HorseCrazyTeen said:


> My horse is completely shedded out now. Would it still help to give it to her?


Hopefully someone with more experience will answer but from what I understand you need to start them on it before they shed out. It doesn't darken the coat it just keeps it from getting sun bleached. It's like an internal sunscreen. This is my understanding. Someone correct this if it's wrong.


----------



## HorseCrazyTeen (Jul 29, 2012)

Darn! Well, thanks a lot for the response. I guess I'll start it next year, then.


----------



## maddog1991 (Jan 29, 2013)

omg does paprika work on roans!?!


----------



## BoldComic (Feb 26, 2012)

It will keep any coat from sun bleaching.


----------



## 1bhorse (Feb 25, 2013)

Started my palamino and black and white paint on paprika in Feb. Palamino is almost completely shed and is very gold, looks like a different horse. Black and white can't say I see any color difference, he seems to be truely black. Both of their coats are very shiny. Wish I had good photos from last year to compare. Will have to take some through the summer to see if the color lasts. I feed a heaping tablespoon each mixed with wet beet pulp work well this way, they didn't like it sprinkled dry on their evening feed.


----------



## cakemom (Jul 4, 2010)

My mares been on it since January, she's black as a crow. It's so cheap I'm just gonna do it year round.
_Posted via Mobile Device_


----------



## garlicbunny (Apr 30, 2009)

what is a good price for paprika? I got some at the health food store for $1.09 a lb. That is better than the grocery but really doesn't seem cheap, plus I just started it a week or so ago and they are allmost all shedded out. Should I just quit feeding it this year and start up next spring before shedding or continue? 

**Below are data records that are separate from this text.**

PR #52, opened 2022-02-14
Feature/apmi 2310 capture session change event

shattimare:
Implemented Instrumentation of session change event.

### DIFF
--- a/SplunkRumWorkspace/SplunkRum/SplunkRum/Session.swift
+++ b/SplunkRumWorkspace/SplunkRum/SplunkRum/Session.swift
@@ -69,7 +69,7 @@ func getRumSessionId() -> String {
         callback()
     }
     if isSessionIdChanged {
-        createSessionIdChangeSpan()
+       // createSessionIdChangeSpan()
     }
     return rumSessionId
 }
--- a/SplunkRumWorkspace/SplunkRum/SplunkRum/Session.swift
+++ b/SplunkRumWorkspace/SplunkRum/SplunkRum/Session.swift
@@ -17,13 +17,14 @@ limitations under the License.
 
 import Foundation
 
-let MAX_SESSION_AGE_SECONDS = 4 * 60 * 60
+let MAX_SESSION_AGE_SECONDS = 40   // 4 * 60 * 60
 
 private var rumSessionId = generateNewSessionId()
 private var sessionIdExpiration = Date().addingTimeInterval(TimeInterval(MAX_SESSION_AGE_SECONDS))
 private let sessionIdLock = NSLock()
 private var sessionIdCallbacks: [(() -> Void)] = []
 private var isSessionIdChanged = false
+private var oldRumSessionId = ""
 
 func generateNewSessionId() -> String {
     var i=0
@@ -33,7 +34,9 @@ func generateNewSessionId() -> String {
         let b = Int.random(in: 0..<256)
         answer += String(format: "%02x", b)
     }
-    isSessionIdChanged = true
+    if oldRumSessionId != "" { // firtst time id generated so it is not consider as session id changed
+        isSessionIdChanged = true
+    }
     return answer
 }
 
@@ -56,6 +59,7 @@ func getRumSessionId() -> String {
     }
     if Date() > sessionIdExpiration {
         sessionIdExpiration = Date().addingTimeInterval(TimeInterval(MAX_SESSION_AGE_SECONDS))
+        oldRumSessionId = rumSessionId
         rumSessionId = generateNewSessionId()
         callbacks = sessionIdCallbacks
     }
@@ -72,7 +76,7 @@ func getRumSessionId() -> String {
 func createSessionIdChangeSpan(){
     isSessionIdChanged = false
     let tracer = buildTracer()
-    let span = tracer.spanBuilder(spanName: "SessionID Change").setSpanKind(spanKind: .client).startSpan()
-    span.setAttribute(key: "startTime", value: "Date()")
+    let span = tracer.spanBuilder(spanName: "sessionId.change").setSpanKind(spanKind: .client).startSpan()
+    span.setAttribute(key: "splunk.rum.previous_session_id", value: oldRumSessionId)
     span.end()
 }
--- a/SplunkRumWorkspace/SplunkRum/SplunkRum/Session.swift
+++ b/SplunkRumWorkspace/SplunkRum/SplunkRum/Session.swift
@@ -17,7 +17,7 @@ limitations under the License.
 
 import Foundation
 
-let MAX_SESSION_AGE_SECONDS = 30 //4 * 60 * 60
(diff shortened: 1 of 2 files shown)


SplunkRumWorkspace/SplunkRum/SplunkRum/Session.swift
```diff
@@ -17,12 +17,14 @@ limitations under the License.
 
 import Foundation
 
-let MAX_SESSION_AGE_SECONDS = 4 * 60 * 60
+let MAX_SESSION_AGE_SECONDS = 40   // 4 * 60 * 60
```
seemk, line 20: Think this is left in from debugging (40s)

SplunkRumWorkspace/SplunkRum/SplunkRum/Session.swift
```diff
@@ -62,6 +68,16 @@ func getRumSessionId() -> String {
...
-
+    if isSessionIdChanged {
+        createSessionIdChangeSpan()
+    }
     return rumSessionId
 }
+func createSessionIdChangeSpan(){
+    isSessionIdChanged = false
+    let tracer = buildTracer()
+    let span = tracer.spanBuilder(spanName: "sessionId.change").setSpanKind(spanKind: .client).startSpan()
```
seemk, line 79: No need to specify `client` span here

SplunkRumWorkspace/SplunkRum/SplunkRum/Session.swift
```diff
@@ -62,6 +68,16 @@ func getRumSessionId() -> String {
...
+    span.setAttribute(key: "splunk.rum.previous_session_id", value: oldRumSessionId)
+    // span.setAttribute(key: "component", value: "appstart")
```
seemk, line 81: Can get rid of this comment

SplunkRumWorkspace/SplunkRum/SplunkRum/Session.swift
```diff
@@ -62,6 +68,16 @@ func getRumSessionId() -> String {
     for callback in callbacks {
         callback()
     }
-
+    if isSessionIdChanged {
+        createSessionIdChangeSpan()
```
seemk, line 72: Could we invoke this right when expiration is checked? Can get rid of `isSessionIdChanged` then

SplunkRumWorkspace/SplunkRum/SplunkRum/Session.swift
shattimare: changed.

SplunkRumWorkspace/SplunkRum/SplunkRum/Session.swift
shattimare: Removed it.

SplunkRumWorkspace/SplunkRum/SplunkRum/Session.swift
shattimare: remove this line

SplunkRumWorkspace/SplunkRum/SplunkRum/Session.swift
shattimare: As per our discussion, we keep it as it is.

SplunkRumWorkspace/SplunkRum/SplunkRum/Session.swift
```diff
@@ -62,6 +68,15 @@ func getRumSessionId() -> String {
...
+    }
     return rumSessionId
 }
+func createSessionIdChangeSpan() {
+    isSessionIdChanged = false
+    let tracer = buildTracer()
+    let span = tracer.spanBuilder(spanName: "sessionId.change").startSpan()
```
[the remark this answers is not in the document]
shattimare: i add start time and and time.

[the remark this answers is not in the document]
shattimare: `isSessionIdChanged` is not functional - local variable and it is not static as well, it is used by more than one function of the same swift file.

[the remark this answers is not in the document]
johnbley: > `isSessionIdChanged` is not function - local variable and it is not static as well because it is used by more than one function of the same swift file.

That variable does not need to be file-level.  Please scope it locally to `getRumSessionId` and think through the logic.   It does not need to be assigned in `createSessionIdChangeSpan`.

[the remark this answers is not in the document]
shattimare: make  `isSessionIdChanged` local variable and changed code  accordingly.

SplunkRumWorkspace/SplunkRum/SplunkRum/Session.swift
```diff
@@ -54,14 +56,25 @@ func getRumSessionId() -> String {
     }
     if Date() > sessionIdExpiration {
         sessionIdExpiration = Date().addingTimeInterval(TimeInterval(MAX_SESSION_AGE_SECONDS))
+        oldRumSessionId = rumSessionId
         rumSessionId = generateNewSessionId()
+        isSessionIdChanged = true
```
seemk, line 61: Can we just call `createSessionIdChangeSpan` here and get rid of the boolean?

shattimare: Let me explain what happens if we call` createSessionIdChangeSpan` in `getRumSessionId`.
In `getRumSessionId` when new session id is generated , we use `sessionIdLock.lock()`, if we call `createSessionIdChangeSpan` from `getRumSessionId` then agin it call `getRumSessionId`  to assign session id to newly created span , but `sessionIdLock` is already lock so dead lock situation will occur because of that app get crashed , so that we used `isSessionIdChanged` flag and after unlock the sessionIdLock , we Called `createSessionIdChangeSpan`

SplunkRumWorkspace/SplunkRum/SplunkRum/Session.swift
```diff
@@ -23,6 +23,7 @@ private var rumSessionId = generateNewSessionId()
 private var sessionIdExpiration = Date().addingTimeInterval(TimeInterval(MAX_SESSION_AGE_SECONDS))
 private let sessionIdLock = NSLock()
 private var sessionIdCallbacks: [(() -> Void)] = []
+private var oldRumSessionId = ""
```
johnbley, line 26: This can *also* be a local variable inside `getRumSessionId`.

johnbley (changes requested):

SplunkRumWorkspace/SplunkRum/SplunkRum/Session.swift
shattimare: keep `oldRumSessionId` in side `getRumSessionId`.

PR #58, opened 2022-02-17
Feature/apmi2306-Capture-screen-render-time

Piyush23786:
cadisplaylink for frozen frame


SplunkRumWorkspace/SplunkRum/SplunkRum/ScreenFrames.swift
```diff
@@ -0,0 +1,95 @@
...
+            }
+
+        let frameDuration = lastFrameTimestamp - previousFrameTimestamp
+          // print(String(format: "%.02f", frameDuration))
+        if frameDuration > slowFrameThreshold && frameDuration <= frozenFrameThreshold {
+                reportSlowframe(e: frameDuration)
+        }
+
+        if frameDuration > frozenFrameThreshold {
+            reportSlowframe(e: frameDuration)
```
seemk, line 76: Frozen frames and slow frames should have different span names: `slowRenders`, `frozenRenders`.

SplunkRumWorkspace/SplunkRum/SplunkRum/ScreenFrames.swift
```diff
@@ -0,0 +1,95 @@
...
+        let lastFrameTimestamp: CFTimeInterval = timestamp()
+            if previousFrameTimestamp == previousFrameInitalValue {
+                previousFrameTimestamp = lastFrameTimestamp
+                return
+            }
+
+        let frameDuration = lastFrameTimestamp - previousFrameTimestamp
+          // print(String(format: "%.02f", frameDuration))
+        if frameDuration > slowFrameThreshold && frameDuration <= frozenFrameThreshold {
+                reportSlowframe(e: frameDuration)
```
seemk, line 72: This is reported for every slow frame? The frames should be aggregated into 1s buckets

seemk (changes requested):

SplunkRumWorkspace/SmokeTest/SmokeTest/AppDelegate.swift
```diff
@@ -25,7 +25,7 @@ class AppDelegate: UIResponder, UIApplicationDelegate {
 
     func application(_ application: UIApplication, didFinishLaunchingWithOptions launchOptions: [UIApplication.LaunchOptionsKey: Any]?) -> Bool {
         // Override point for customization after application launch.
-        SplunkRum.initialize(beaconUrl: "http://127.0.0.1:8989/", rumAuth: "FAKE_RUM_AUTH", options: SplunkRumOptions(allowInsecureBeacon: true, debug: true, globalAttributes: [:], environment: nil, ignoreURLs: nil))
+        SplunkRum.initialize(beaconUrl: "https://rum-ingest.us0.signalfx.com/v1/rum", rumAuth: "nF2sRwMTyB-is8WpcGQ72w", options: SplunkRumOptions(allowInsecureBeacon: true, debug: true, globalAttributes: [:], environment: nil, ignoreURLs: nil))
```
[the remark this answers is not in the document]
Piyush23786: ok

SplunkRumWorkspace/SplunkRum/SplunkRum/ScreenFrames.swift
```diff
@@ -0,0 +1,95 @@
...
+        if frameDuration > frozenFrameThreshold {
+            reportSlowframe(e: frameDuration)
+        }
+ 
+     }
+    
+    func reportSlowframe(e: CFTimeInterval) {
+        let tracer = buildTracer()
+        let now = Date()
+        let typeName = "slow.frame"
```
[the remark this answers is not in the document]
Piyush23786: Done

SplunkRumWorkspace/SplunkRum/SplunkRum/ScreenFrames.swift
```diff
@@ -0,0 +1,95 @@
...
+            isRunning = false
+               // If we can't get the frame rate we assume it is 60.
+            var maximumFramesPerSecond = 60.0
+
+        if #available(iOS 10.3, *) {
+            maximumFramesPerSecond = Double(UIScreen.main.maximumFramesPerSecond)
+        }
+        slowFrameThreshold = 1 / (maximumFramesPerSecond - 1)
+
+        print(slowFrameThreshold)
```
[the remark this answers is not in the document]
Piyush23786: Done

SplunkRumWorkspace/SplunkRum/SplunkRum/ScreenFrames.swift
Piyush23786: added different spans for Frozen frames.

seemk:
Also let's please make the thresholds configurable

Piyush23786:
> Also let's please make the thresholds configurable

thresholds value is already configured.

SplunkRumWorkspace/SplunkRum/SplunkRum/ScreenFrames.swift
Piyush23786: yes it's for every slow frame.

seemk:
> > Also let's please make the thresholds configurable
> 
> thresholds value is variable defined in the code. do we want to be user configurable?

yes, via options

SplunkRumWorkspace/SplunkRum/SplunkRum/ScreenFrames.swift
seemk: We should limit the amount of slow render reports to 1 per second and also include the count of slow renders during this 1 second interval.

Piyush23786:
> > > Also let's please make the thresholds configurable
> > 
> > 
> > thresholds value is variable defined in the code. do we want to be user configurable?
> 
> yes, via options

A new option variable, framesPerSecond, has been added

SplunkRumWorkspace/SplunkRum/SplunkRum/ScreenFrames.swift
Piyush23786: interval 1 => fps: double 60 
interval 2 => fps: double 30 
interval 3 => fps: double 20 
**the interval goes from 1 to 60** 

like this way?

Piyush23786: As discussed only slow frame spans we created. CADisplayLink will Starts on viewDidAppear and stop on viewDidDisappear.

SplunkRumWorkspace/SmokeTest/SmokeTest/Base.lproj/Main.storyboard
```diff
@@ -31,7 +32,7 @@
                 </viewController>
                 <placeholder placeholderIdentifier="IBFirstResponder" id="dkx-z0-nzr" sceneMemberID="firstResponder"/>
             </objects>
-            <point key="canvasLocation" x="-196" y="41"/>
+            <point key="canvasLocation" x="-468.11594202898556" y="54.910714285714285"/>
```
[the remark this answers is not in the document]
Piyush23786: no this is not related to PR.

SplunkRumWorkspace/SplunkRum/SplunkRum/SplunkRum.swift
```diff
@@ -37,14 +37,15 @@ let SplunkRumVersionString = "0.5.2"
...
-    @objc public init(allowInsecureBeacon: Bool = false, debug: Bool = false, globalAttributes: [String: Any] = [:], environment: String? = nil, ignoreURLs: NSRegularExpression? = nil, screenNameSpans: Bool = true) {
+    @objc public init(allowInsecureBeacon: Bool = false, debug: Bool = false, globalAttributes: [String: Any] = [:], environment: String? = nil, ignoreURLs: NSRegularExpression? = nil, screenNameSpans: Bool = true, framesPerSecond: Int = 0) {
         // rejectionFilter not specified to make it possible to call from objc
         self.allowInsecureBeacon = allowInsecureBeacon
         self.debug = debug
         self.globalAttributes = globalAttributes
         self.environment = environment
         self.ignoreURLs = ignoreURLs
         self.screenNameSpans = screenNameSpans
+        self.framesPerSecond = framesPerSecond
```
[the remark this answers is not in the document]
Piyush23786: we have configured CFTimeInterval as a threshold?

SplunkRumWorkspace/SplunkRum/SplunkRum/ScreenFrames.swift
```diff
@@ -0,0 +1,99 @@
...
+        displayLink?.invalidate()
+        displayLink = nil
+    }
+
+    @objc func displayLinkCallback(_ displayLink: CADisplayLink) {
+
+        duration = displayLink.targetTimestamp - displayLink.timestamp
+        if duration > slowFrameThreshold {
+            stopTracking()
+            reportSlowframe(slowFrame: duration)
```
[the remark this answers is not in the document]
Piyush23786: 15
15
Slow render detected: 16ms 15times
__________________
Span slowRenders:
TraceId: d7c0a7e3e0a3b13c5461c956f46d19be
SpanId: e17dfac233a867d0
Span kind: internal
TraceFlags: TraceFlags{sampled=true}
TraceState: TraceState(entries: [])
ParentSpanId: b8aa8d96d706666b
Start: 1646742753823909888
Duration: 0 nanoseconds
Attributes: ["app": TestStoryboardApp, "count": 14, "splunk.rumVersion": 0.5.2, "os.version": 15.2, "splunk.rumSessionId": 0518f657e2f8805cdbead5f74618873d, "device.model.name": Simulator (iPod touch (7th generation)), "thread.name": main, "screen.name": ViewController, "os.name": iOS, "app.version": 1.0, "component": ui]
------------------

like this way right?

SplunkRumWorkspace/SplunkRum/SplunkRum/ScreenFrames.swift
```diff
@@ -0,0 +1,94 @@
...
+    override init() {
+            super.init()
+            isRunning = false
+    }
+
+    func startTracking() {
+        isRunning = true
+        stopTracking() /// make sure to stop a previous running display link
+        let displayLink = CADisplayLink(target: self, selector: #selector(displayLinkCallback))
+        displayLink.preferredFramesPerSecond = SplunkRum.configuredOptions?.framesPerSecond ?? 0  /// (optional) if you do not define , then device uses maxFramesPS
```
seemk, line 43: I think we can always have it run at max frames per second (the default behaviour)

SplunkRumWorkspace/SplunkRum/SplunkRum/ScreenFrames.swift
```diff
@@ -0,0 +1,94 @@
...
+        self.displayLink = displayLink
+    }
+
+    func stopTracking() {
+        isRunning = false
+        displayLink?.invalidate()
+        displayLink = nil
+    }
+
+    @objc func displayLinkCallback(_ displayLink: CADisplayLink) {
```
seemk, line 54: How does this function when the application is in background? Is it guaranteed to not have huge jumps?

SplunkRumWorkspace/SplunkRum/SplunkRum/ScreenFrames.swift
```diff
@@ -0,0 +1,94 @@
...
+
+         if self.startedTime == 0.0 {
+            self.startedTime = CFAbsoluteTimeGetCurrent()
+            return
+         }
+
+         let currentTime: CFTimeInterval = CACurrentMediaTime()
+         let elapsedTime = currentTime - startedTime
+
+         let count = 1 / (displayLink.targetTimestamp - displayLink.timestamp)
```
seemk, line 64: This gives the FPS corresponding to this 1 frame time. We need to count the amount of slow frames in a 1 second period/bucket.

seemk (changes requested):

SplunkRumWorkspace/SplunkRum/SplunkRum/ScreenFrames.swift
Piyush23786: That's an optional feature I added for testing.

SplunkRumWorkspace/SplunkRum/SplunkRum/ScreenFrames.swift
Piyush23786: During background mode, this function stops the loop cadisplay link.

SplunkRumWorkspace/SplunkRum/SplunkRum/ScreenFrames.swift
Piyush23786: We count frames in 1-second intervals only. 
let actualFramesPerSecond = 1 / (displaylink.targetTimestamp - displaylink.timestamp)

SplunkRumWorkspace/SplunkRum/SplunkRum/ScreenFrames.swift
seemk: But why do we have it in the final code?

Piyush23786: removed optional

SplunkRumWorkspace/SplunkRum/SplunkRum/ScreenFrames.swift
```diff
@@ -0,0 +1,90 @@
...
+    }
+
+    @objc func displayLinkCallback(_ displayLink: CADisplayLink) {
+
+         if self.startedTime == 0.0 {
+            self.startedTime = CFAbsoluteTimeGetCurrent()
+            return
+         }
+         let currentTime: CFTimeInterval = CACurrentMediaTime()
+         let elapsedTime = currentTime - startedTime
```
seemk, line 60: Is start time ever reset? It seems `elapsedTime` is always icnreasing, no?

seemk (changes requested):

SplunkRumWorkspace/SplunkRum/SplunkRum/ScreenFrames.swift
```diff
@@ -0,0 +1,106 @@
...
+
+    @objc func displayLinkCallback(_ displayLink: CADisplayLink) {
+
+         let currentTime: CFTimeInterval = CACurrentMediaTime()
+         if isFirstIteration {
+            previousTimestamp = displayLink.targetTimestamp
+            isFirstIteration = false
+         }
+         let duration = displayLink.timestamp - previousTimestamp
+         previousTimestamp = displayLink.timestamp
```
seemk, line 65: I think we have to account for the application going background here. If the displaylink callback is not being invoked in background, we can have a case where the render time is huge.

SplunkRumWorkspace/SplunkRum/SplunkRum/ScreenFrames.swift
```diff
@@ -0,0 +1,106 @@
...
+limitations under the License.
+*/
+
+import Foundation
+import QuartzCore
+import UIKit
+
+class ScreenFrames: NSObject {
+
+    private var isRunning = false
```
seemk, line 24: This is unused

Piyush23786: This is not in use, so I will remove it

SplunkRumWorkspace/SplunkRum/SplunkRum/ScreenFrames.swift
Piyush23786: Application state is used to do this when an application comes from the background to the foreground.

seemk: Can you elaborate?

Piyush23786: We modified the code based on your suggestion to manage the app going into the background. You can refer the code here: https://github.com/signalfx/splunk-otel-ios/pull/58/files#diff-ce6f5d7a4bad04dd0be70bbfda633a95a580402a8776c0fca2c0e859977248aaR53-R56

SplunkRumWorkspace/SplunkRum/SplunkRum/ScreenFrames.swift
```diff
@@ -0,0 +1,104 @@
...
+
+    func stopTracking() {
+
+        displayLink?.invalidate()
+        displayLink = nil
+    }
+
+    @objc func displayLinkCallback(_ displayLink: CADisplayLink) {
+
+         let state = UIApplication.shared.applicationState
```
seemk, line 53: Instead of checking for the state here and creating a new CADisplayLink on every VC appearance, would it work to use `applicationDidEnterBackground` and `applicationDidBecomeActive` callbacks instead?

SplunkRumWorkspace/SplunkRum/SplunkRum/ScreenFrames.swift
```diff
@@ -0,0 +1,104 @@
...
+         if state == .background || state == .inactive {
+            isFirstIteration = true
+         }
+         let currentTime: CFTimeInterval = CACurrentMediaTime()
+         if isFirstIteration {
```
seemk, line 58: Minor, but on the first iteration when have nothing to compare against should we just set the previous timestamp to the current timestamp and bail out here instead? While setting previousTimestamp to `targetTimestamp` doesn't affect the logic, it will be easier to understand what's going on. I had a bit of difficulty understanding why `targetTimestamp`, which shows when the next frame displays, is used here.

SplunkRumWorkspace/SplunkRum/SplunkRum/ScreenFrames.swift
```diff
@@ -0,0 +1,104 @@
...
+             if slowCount > 0 {
+                 reportSlowframe(slowFrameCount: slowCount, name: "slowRenders")
+             }
+
+             if frozenCount > 0 {
+                 reportSlowframe(slowFrameCount: frozenCount, name: "frozenRenders")
+             } else {
+                 if duration > frozenFrameThreshold {
+                     reportSlowframe(slowFrameCount: 1, name: "frozenRenders")
+                 }
```
seemk, line 85: The outer else branch is taken at the beginning of a new full second. Our goal was to bucket the counts to 1 second intervals. This line seems to report a frozen frame at the beginning of a new second. Now if there will be any additional frozen frames during the next second, there will be 2 spans generated instead of 1.

SplunkRumWorkspace/SplunkRum/SplunkRum/ScreenFrames.swift
```diff
@@ -0,0 +1,104 @@
...
+             }
+             slowCount = 0
+             frozenCount = 0
```
seemk, line 88: Related to the previous comment, but the first frame of this full second can be slow/frozen as well so we might want to to count it.

seemk:
Also it might make sense to configure the thresholds via user options

SplunkRumWorkspace/SplunkRum/SplunkRum/ScreenFrames.swift
Piyush23786: @seemk, there will only be one span generated per second with this logic. You are correct that the previous span will be sent at the beginning of the new second. So if there are additional frozen frames generated during the next second that span will be sent in the subsequent iteration. Let me know if I am missing something here. We can take a short call to discuss this and conclude.

SplunkRumWorkspace/SplunkRum/SplunkRum/ScreenFrames.swift
Piyush23786: @seemk, sure let me try this and update the PR.

README.md
```diff
@@ -58,6 +58,8 @@ or
 | spanRejectionFilter | ((SpanData) -> SpanData?)? | Closure to modify or reject/ignore spans.  See example below.  | `nil` |
 | showVCInstrumentation | Bool | Enable span creation for ViewController Show events (not applicable to all UI frameworks/apps) | true |
 | screenNameSpans | Bool | Enable span creation for changes to the screen name | true |
+| slowFrameThreshold | CFTimeInterval | The SlowFrame Threshold is an optional configuration | 0.0169 |
+| frozenFrameThreshold | CFTimeInterval | The frozenFrame Threshold is an optional configuration | 0.7 |
```
theletterf, line 62: These descriptions are not useful, @Piyush23786. What do these threshold control?

+CC @seemk

theletterf (changes requested):

README.md
Piyush23786: The SlowFrame Threshold is an optional configuration that marks all the frames that took more than the specified time as slow frames. The user needs to provide this value in milliseconds.

theletterf: That's great, @Piyush23786 . Could you please edit the descriptions in the table to match that?

Piyush23786: Done

theletterf: I still see the file as before.

Piyush23786: https://github.com/signalfx/splunk-otel-ios/pull/58/files

theletterf (approved):

README.md
```diff
@@ -58,6 +58,8 @@ or
 | spanRejectionFilter | ((SpanData) -> SpanData?)? | Closure to modify or reject/ignore spans.  See example below.  | `nil` |
 | showVCInstrumentation | Bool | Enable span creation for ViewController Show events (not applicable to all UI frameworks/apps) | true |
 | screenNameSpans | Bool | Enable span creation for changes to the screen name | true |
+| slowFrameThreshold | CFTimeInterval | The SlowFrame Threshold is an optional configuration that marks all the frames that took more than the specified time as slow frames. User needs to provide this value in milliseconds. | 0.0169 |
+| frozenFrameThreshold | CFTimeInterval | The frozenFrame Threshold is an optional configuration that marks all the frames that took more than the specified time as frozen frames. User needs to provide this value in milliseconds. | 0.7 |
```
seemk, line 62: The values should be 16.7 and 700 ms

SplunkRumWorkspace/SplunkRum/SplunkRum/ScreenFrames.swift
```diff
@@ -0,0 +1,113 @@
...
+             if duration > frozenFrameThreshold {
+                 frozenCount += 1
+              } else if duration > slowFrameThreshold {
+                 slowCount += 1
+              }
```
seemk, line 97: This if can be hoisted out of the outer if/else, it's used in both branches

SplunkRumWorkspace/SplunkRum/SplunkRum/SplunkRum.swift
```diff
@@ -99,6 +103,16 @@ let SplunkRumVersionString = "0.5.2"
...
 
+    /**
+     The SlowFrame Threshold is an optional configuration
+     */
+    @objc public var slowFrameThreshold: CFTimeInterval = 0.0169
+
+    /**
+     The frozenFrame Threshold is an optional configuration
+     */
+    @objc public var frozenFrameThreshold: CFTimeInterval = 0.7
```
seemk, line 114: Please have the config options as milliseconds

johnbley (changes requested):
Where is the automated test that shows that a slow frame is reported correctly?  E.g., a button in the smoke test (before it goes down the browser integration rabbit hole) that produces such a span.

SplunkRumWorkspace/SplunkRum/SplunkRum/SplunkRum.swift
Piyush23786: Done with threshold config options now in milliseconds.

README.md
Piyush23786: > The values should be 16.7 and 700 ms

Added.

seemk (approved):

SplunkRumWorkspace/SplunkRum/SplunkRum/ScreenFrames.swift
```diff
@@ -0,0 +1,109 @@
...
+
+         if currentIteration != iteration {
+
+             if slowCount > 0 {
+                 reportSlowframe(slowFrameCount: slowCount, name: "slowRenders")
+             }
+
+             if frozenCount > 0 {
+                 reportSlowframe(slowFrameCount: frozenCount, name: "frozenRenders")
+             } else {
```
johnbley, line 86: This `else` block is dead and should not be here - previous code already checks for `duration > frozenFrameThreshold`.

johnbley (changes requested):

SplunkRumWorkspace/SplunkRum/SplunkRum/ScreenFrames.swift
```diff
@@ -0,0 +1,107 @@
...
+         }
+
+         if currentIteration != iteration {
+
+             if slowCount > 0 {
+                 reportSlowframe(slowFrameCount: slowCount, name: "slowRenders")
+             }
+
+             if frozenCount > 0 {
+                 reportSlowframe(slowFrameCount: frozenCount, name: "frozenRenders")
```
seemk, line 86: The reporting happens on the next second. What if the count was increased during the previous second while a different screen was active? The screen name will be reported wrongly?

seemk (changes requested):

SplunkRumWorkspace/SplunkRum/SplunkRum/ScreenFrames.swift
seemk: Consider this scenario:

```
time=0.5s | User is on screen A, there is a slow frame, slowCount = 1
time=0.6s | User moves to screen B
time=1.0s | currentItartion != iteration part is now true -> reportSlowFrame uses `getScreenName` which returns screen B
```

Piyush23786: Solved issue with screen name reported incorrectly.

seemk:
Closing in favor of https://github.com/signalfx/splunk-otel-ios/pull/90

Feel free to review / give ideas

PR #61, opened 2022-03-01
feature/APMI-2820-Screen name not proper

shattimare:
Implemented code to show screen name on which crash occur.


seemk (commented):
Can we get rid of the unnecessary changes? Will keep a cleaner commit history then. If necessary the packages can be updated in a separate PR.

shattimare:
> Can we get rid of the unnecessary changes? Will keep a cleaner commit history then. If necessary the packages can be updated in a separate PR.

I raised separate PR.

Where do you get paprika in bulk and how much do you all pay for it?


----------



## Blue Smoke (Dec 22, 2012)

You can stop feeding it for now, but towards the end of summer (around August here) they have a mid summer shed, they get a second summer coat. The paprika will work on that as well so you'll want to start feeding it BEFORE they start the mid summer shed (so here since I feed from spring before shedding to fall, I am covered, if I were just starting I would feed it now anyway) BUT, July would be better than August in my case. Even if you start now the coat will still receive some benefit from the paprika, although it might not be what it could have been had they been started before shed out. 

I get my paprika at sams club in bulk, you can order online too...


----------



## Roadyy (Feb 9, 2013)

I get mine from Sam's Club as well and it is normally around $5.50 for 18oz. bottle. That lasts me about a month on 5 horses. I have 2 bays, 1 sorrel, 1 line back dun and a black and white. Last year the black and white was already starting to fade by this time, but he is still a deep black and a bright white right now.


----------



## garlicbunny (Apr 30, 2009)

Thanks Roadyy, that is very affordable, I am not a member but do have some friends that are!


----------



## LoveHaflingers (Feb 11, 2012)

I started using in on my flaxen chestnut Haflinger in about December (after reading your thread, HorseCrazyTeen!). I have definitely seen a difference! She's not completely shedded out, so we'll have to wait, but last year, she was so light, she looked like a darker palomino. This year, she's been on it since her summer coat very first started to come in, and she's stayed a rich bronze color so far. And, for the first time, she had dapples in January! She's kept them up til about a week ago. I ran out, and we didn't get any til a few days ago, so she's been off it for about 2 weeks. Her dapples aren't gone, but they have faded a bit. Now we have it again, so I'll see if they come back.

My friend's palomino varnish roan appaloosa is on it too, starting about the same time; early December, when she first bought her. We don't have any pictures from before, so we'll have to wait til next year, but she has gotten roaner since winter, and her she's getting more spots, instead of just smudging.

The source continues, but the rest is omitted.